■ Instructions to follow:
Transcribe the following entries word for word. End with the line where "PR #1802 review:**" appears.

■ The records:
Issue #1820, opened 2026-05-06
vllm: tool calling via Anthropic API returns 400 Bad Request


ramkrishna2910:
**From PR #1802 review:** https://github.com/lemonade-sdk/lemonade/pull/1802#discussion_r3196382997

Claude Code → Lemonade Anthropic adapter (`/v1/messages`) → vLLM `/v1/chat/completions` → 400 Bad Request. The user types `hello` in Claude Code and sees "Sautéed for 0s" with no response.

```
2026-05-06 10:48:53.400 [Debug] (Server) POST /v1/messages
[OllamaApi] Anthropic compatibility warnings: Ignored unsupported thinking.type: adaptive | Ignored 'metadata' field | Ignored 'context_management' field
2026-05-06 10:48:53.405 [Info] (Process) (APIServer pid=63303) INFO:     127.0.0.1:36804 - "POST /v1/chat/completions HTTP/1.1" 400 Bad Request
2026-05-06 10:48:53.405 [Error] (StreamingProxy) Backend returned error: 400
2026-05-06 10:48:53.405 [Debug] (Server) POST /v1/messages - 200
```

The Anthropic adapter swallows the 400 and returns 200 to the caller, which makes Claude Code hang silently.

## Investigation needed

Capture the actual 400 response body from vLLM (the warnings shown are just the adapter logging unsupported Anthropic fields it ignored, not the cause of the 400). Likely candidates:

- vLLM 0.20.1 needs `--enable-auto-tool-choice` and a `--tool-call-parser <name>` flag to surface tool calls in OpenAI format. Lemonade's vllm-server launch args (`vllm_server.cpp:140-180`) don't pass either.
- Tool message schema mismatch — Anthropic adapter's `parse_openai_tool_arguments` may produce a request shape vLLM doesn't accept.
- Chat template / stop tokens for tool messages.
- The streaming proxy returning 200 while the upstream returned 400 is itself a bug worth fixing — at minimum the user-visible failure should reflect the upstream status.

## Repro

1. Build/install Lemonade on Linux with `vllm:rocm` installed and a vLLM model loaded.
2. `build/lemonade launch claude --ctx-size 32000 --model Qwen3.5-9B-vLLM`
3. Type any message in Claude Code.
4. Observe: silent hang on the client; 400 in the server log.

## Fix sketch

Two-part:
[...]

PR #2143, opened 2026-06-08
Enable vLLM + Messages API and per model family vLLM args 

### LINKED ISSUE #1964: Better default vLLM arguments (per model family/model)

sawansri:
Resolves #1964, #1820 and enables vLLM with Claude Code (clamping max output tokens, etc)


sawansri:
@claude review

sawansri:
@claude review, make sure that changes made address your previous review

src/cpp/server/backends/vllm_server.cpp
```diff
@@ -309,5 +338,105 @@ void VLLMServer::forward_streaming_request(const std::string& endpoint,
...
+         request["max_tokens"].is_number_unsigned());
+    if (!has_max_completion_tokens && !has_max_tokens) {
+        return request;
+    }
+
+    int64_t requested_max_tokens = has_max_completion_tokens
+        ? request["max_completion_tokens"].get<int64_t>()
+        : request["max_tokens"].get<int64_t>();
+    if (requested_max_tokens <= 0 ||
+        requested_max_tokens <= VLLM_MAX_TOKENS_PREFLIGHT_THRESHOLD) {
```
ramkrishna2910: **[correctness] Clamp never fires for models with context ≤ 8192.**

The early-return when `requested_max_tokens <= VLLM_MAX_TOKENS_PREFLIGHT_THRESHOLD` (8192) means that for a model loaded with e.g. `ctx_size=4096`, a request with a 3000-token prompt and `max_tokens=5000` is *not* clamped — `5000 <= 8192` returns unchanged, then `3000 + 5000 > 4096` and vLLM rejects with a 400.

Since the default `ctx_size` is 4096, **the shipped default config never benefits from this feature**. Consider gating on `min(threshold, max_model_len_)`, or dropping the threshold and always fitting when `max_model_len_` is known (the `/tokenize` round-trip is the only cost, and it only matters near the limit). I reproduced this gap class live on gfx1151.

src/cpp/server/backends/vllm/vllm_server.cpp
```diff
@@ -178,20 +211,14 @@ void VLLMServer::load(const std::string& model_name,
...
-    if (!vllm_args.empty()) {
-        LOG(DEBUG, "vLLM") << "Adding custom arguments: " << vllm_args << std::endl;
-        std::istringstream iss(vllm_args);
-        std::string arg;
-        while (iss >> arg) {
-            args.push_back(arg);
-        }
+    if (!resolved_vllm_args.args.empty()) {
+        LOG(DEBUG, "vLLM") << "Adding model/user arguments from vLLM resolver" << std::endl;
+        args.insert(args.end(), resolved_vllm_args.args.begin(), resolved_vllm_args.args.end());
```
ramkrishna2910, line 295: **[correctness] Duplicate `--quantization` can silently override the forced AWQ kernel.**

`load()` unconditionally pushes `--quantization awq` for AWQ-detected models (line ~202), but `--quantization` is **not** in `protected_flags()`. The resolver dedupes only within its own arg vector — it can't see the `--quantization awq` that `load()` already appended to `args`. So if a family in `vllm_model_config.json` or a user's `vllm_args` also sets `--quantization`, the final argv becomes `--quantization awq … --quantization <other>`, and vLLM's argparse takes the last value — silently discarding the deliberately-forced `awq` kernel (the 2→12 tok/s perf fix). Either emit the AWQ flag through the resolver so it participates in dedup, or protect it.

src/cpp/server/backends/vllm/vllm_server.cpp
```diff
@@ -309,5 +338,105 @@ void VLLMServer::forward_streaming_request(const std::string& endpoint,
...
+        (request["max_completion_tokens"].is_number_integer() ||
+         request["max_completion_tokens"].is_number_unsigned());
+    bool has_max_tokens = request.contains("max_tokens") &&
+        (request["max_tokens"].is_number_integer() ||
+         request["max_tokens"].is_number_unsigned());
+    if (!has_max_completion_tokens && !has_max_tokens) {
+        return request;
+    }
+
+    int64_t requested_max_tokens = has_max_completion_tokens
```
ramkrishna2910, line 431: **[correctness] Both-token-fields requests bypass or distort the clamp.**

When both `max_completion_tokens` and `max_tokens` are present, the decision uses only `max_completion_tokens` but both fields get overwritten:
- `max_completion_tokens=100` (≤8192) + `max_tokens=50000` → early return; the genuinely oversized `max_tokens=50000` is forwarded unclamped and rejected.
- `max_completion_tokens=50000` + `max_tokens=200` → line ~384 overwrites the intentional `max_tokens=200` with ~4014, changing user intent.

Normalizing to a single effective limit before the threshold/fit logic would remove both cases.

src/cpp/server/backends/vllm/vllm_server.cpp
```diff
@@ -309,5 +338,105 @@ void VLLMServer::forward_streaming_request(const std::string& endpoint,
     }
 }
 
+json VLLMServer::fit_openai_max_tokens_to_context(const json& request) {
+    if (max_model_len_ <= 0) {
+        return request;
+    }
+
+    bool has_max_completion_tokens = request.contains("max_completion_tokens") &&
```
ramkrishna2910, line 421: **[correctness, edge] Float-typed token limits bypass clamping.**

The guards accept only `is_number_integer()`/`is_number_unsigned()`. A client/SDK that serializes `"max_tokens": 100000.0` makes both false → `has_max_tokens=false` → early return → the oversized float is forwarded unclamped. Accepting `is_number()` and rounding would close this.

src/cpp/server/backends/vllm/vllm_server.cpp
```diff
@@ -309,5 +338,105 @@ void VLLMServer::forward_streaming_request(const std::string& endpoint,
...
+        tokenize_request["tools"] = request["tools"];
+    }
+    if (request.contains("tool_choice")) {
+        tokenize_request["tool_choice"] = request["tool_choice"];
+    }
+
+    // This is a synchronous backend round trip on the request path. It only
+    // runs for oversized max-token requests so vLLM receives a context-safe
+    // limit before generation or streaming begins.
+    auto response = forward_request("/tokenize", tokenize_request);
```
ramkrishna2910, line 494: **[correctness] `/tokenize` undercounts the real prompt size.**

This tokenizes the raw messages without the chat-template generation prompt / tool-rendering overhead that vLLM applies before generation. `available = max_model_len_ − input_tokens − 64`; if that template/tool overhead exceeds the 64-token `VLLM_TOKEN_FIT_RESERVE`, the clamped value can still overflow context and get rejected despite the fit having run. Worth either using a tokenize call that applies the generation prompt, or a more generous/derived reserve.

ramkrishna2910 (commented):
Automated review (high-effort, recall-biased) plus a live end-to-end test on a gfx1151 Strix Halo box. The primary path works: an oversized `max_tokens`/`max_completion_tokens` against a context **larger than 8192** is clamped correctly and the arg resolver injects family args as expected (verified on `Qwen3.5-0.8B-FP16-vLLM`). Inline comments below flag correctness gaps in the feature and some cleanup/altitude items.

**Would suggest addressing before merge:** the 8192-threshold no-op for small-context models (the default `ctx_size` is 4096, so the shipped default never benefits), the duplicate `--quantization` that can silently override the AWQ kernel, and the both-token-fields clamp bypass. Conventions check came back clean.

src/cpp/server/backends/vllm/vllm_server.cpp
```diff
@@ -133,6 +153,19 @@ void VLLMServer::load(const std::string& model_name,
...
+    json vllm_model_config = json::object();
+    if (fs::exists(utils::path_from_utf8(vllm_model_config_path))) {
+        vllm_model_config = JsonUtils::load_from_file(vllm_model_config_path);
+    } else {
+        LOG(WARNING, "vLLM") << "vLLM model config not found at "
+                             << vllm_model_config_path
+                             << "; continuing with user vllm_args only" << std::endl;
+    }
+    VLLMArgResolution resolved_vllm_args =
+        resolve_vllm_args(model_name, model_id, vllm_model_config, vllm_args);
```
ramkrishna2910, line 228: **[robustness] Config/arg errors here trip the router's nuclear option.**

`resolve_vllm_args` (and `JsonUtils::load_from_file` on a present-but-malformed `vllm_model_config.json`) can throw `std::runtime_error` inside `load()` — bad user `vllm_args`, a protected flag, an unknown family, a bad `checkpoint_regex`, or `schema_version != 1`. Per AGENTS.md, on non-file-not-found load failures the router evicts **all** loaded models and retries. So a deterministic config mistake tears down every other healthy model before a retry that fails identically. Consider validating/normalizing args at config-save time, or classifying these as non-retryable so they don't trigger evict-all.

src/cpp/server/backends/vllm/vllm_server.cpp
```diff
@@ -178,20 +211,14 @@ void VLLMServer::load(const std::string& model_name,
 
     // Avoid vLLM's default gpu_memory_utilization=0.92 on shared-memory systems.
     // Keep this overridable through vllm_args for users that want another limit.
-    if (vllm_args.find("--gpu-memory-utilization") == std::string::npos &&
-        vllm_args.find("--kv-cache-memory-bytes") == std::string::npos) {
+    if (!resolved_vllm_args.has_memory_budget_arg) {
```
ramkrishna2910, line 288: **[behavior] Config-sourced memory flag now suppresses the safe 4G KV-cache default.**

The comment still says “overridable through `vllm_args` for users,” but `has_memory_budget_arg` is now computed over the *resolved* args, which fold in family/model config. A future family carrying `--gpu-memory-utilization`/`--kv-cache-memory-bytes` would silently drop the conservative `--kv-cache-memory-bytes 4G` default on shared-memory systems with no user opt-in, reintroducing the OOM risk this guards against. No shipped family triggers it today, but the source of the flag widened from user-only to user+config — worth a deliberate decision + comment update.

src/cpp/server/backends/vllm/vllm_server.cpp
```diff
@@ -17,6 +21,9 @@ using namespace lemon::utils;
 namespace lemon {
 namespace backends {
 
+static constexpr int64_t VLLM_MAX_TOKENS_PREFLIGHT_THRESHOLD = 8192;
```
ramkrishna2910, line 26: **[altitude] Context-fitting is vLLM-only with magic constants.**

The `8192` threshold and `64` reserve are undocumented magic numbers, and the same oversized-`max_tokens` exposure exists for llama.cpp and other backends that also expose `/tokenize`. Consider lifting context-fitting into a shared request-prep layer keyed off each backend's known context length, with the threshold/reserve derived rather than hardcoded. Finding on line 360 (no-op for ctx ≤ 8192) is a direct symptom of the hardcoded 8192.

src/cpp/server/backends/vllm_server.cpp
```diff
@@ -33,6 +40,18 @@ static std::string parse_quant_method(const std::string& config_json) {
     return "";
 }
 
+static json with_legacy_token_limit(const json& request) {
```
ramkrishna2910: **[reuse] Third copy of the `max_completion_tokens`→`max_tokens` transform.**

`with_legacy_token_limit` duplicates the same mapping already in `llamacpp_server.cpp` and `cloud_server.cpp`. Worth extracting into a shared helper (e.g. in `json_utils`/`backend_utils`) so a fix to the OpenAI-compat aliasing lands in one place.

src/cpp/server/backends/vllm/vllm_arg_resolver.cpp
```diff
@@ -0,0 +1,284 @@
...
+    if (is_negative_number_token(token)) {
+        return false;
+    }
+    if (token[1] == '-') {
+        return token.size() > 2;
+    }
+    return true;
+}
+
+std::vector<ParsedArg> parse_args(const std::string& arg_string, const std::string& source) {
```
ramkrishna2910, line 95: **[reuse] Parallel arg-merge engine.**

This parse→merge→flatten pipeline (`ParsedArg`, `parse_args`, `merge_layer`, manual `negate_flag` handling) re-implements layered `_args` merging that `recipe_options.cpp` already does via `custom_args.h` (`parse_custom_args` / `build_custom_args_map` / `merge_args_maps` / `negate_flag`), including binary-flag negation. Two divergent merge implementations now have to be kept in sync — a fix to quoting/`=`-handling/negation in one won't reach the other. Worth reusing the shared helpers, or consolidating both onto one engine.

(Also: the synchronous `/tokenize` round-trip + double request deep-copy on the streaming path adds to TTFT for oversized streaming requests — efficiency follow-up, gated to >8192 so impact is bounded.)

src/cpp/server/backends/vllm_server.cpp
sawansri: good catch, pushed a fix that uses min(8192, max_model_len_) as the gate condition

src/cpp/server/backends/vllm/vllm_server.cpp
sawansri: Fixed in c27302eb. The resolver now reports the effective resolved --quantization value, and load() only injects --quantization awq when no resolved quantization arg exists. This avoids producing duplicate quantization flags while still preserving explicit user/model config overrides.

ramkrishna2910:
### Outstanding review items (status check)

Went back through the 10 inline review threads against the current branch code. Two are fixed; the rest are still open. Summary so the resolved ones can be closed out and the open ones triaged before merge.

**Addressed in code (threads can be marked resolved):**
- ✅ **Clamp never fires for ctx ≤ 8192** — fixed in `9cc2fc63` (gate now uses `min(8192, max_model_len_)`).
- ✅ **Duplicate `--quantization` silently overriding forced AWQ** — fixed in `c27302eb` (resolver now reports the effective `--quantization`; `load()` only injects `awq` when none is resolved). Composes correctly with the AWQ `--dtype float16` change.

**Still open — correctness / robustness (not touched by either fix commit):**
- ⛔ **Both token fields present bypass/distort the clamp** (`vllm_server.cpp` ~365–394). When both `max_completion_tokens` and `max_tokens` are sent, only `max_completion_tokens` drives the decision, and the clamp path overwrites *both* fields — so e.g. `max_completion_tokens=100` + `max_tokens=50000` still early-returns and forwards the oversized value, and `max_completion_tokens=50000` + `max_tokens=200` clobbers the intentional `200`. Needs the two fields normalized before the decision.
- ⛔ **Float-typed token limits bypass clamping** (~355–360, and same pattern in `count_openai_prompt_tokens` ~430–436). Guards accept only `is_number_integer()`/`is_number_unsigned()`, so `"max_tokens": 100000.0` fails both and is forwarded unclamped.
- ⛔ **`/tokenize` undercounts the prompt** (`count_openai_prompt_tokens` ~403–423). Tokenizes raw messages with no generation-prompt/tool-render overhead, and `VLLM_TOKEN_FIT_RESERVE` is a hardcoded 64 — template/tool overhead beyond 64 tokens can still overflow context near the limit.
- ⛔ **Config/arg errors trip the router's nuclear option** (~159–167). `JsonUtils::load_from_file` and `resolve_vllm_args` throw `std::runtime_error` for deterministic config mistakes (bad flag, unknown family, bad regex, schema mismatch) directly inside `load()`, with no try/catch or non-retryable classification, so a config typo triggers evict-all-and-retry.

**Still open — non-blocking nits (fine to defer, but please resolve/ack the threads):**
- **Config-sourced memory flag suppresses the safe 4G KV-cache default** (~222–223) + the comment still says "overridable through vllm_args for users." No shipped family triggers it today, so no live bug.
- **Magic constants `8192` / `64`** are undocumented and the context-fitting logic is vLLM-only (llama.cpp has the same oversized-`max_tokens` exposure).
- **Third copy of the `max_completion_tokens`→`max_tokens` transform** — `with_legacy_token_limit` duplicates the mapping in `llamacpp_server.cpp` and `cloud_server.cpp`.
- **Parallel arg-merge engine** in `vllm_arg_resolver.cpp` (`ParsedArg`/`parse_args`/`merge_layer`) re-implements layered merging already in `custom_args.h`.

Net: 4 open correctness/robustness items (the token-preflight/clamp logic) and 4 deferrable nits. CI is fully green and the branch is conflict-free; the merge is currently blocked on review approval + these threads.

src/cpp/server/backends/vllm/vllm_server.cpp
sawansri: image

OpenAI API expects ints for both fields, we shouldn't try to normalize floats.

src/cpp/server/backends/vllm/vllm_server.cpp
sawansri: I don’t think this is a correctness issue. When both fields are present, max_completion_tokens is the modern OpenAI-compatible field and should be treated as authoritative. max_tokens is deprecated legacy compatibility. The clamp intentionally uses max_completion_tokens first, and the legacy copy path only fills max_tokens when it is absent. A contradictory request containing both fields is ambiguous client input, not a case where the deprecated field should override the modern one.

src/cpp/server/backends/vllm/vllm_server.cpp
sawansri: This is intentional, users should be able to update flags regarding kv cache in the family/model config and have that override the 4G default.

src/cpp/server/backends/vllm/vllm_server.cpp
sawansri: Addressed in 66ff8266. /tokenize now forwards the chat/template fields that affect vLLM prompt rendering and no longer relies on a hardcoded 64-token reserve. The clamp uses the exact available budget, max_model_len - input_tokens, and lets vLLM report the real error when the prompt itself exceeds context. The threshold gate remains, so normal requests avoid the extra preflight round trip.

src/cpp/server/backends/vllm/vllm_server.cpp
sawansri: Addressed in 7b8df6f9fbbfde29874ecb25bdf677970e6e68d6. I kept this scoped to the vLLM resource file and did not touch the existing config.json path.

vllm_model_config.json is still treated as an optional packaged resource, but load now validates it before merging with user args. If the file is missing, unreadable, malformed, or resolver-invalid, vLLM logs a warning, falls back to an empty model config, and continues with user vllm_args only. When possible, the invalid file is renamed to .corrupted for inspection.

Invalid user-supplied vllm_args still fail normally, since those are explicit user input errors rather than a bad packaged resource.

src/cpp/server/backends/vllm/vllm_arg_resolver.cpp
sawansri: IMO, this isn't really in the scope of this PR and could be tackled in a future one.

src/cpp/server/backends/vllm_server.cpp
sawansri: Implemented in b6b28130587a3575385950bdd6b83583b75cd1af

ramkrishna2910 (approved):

■ Result of the task:
Issue #1820, opened 2026-05-06
vllm: tool calling via Anthropic API returns 400 Bad Request


ramkrishna2910:
**From PR #1802 review:** https://github.com/lemonade-sdk/lemonade/pull/1802#discussion_r3196382997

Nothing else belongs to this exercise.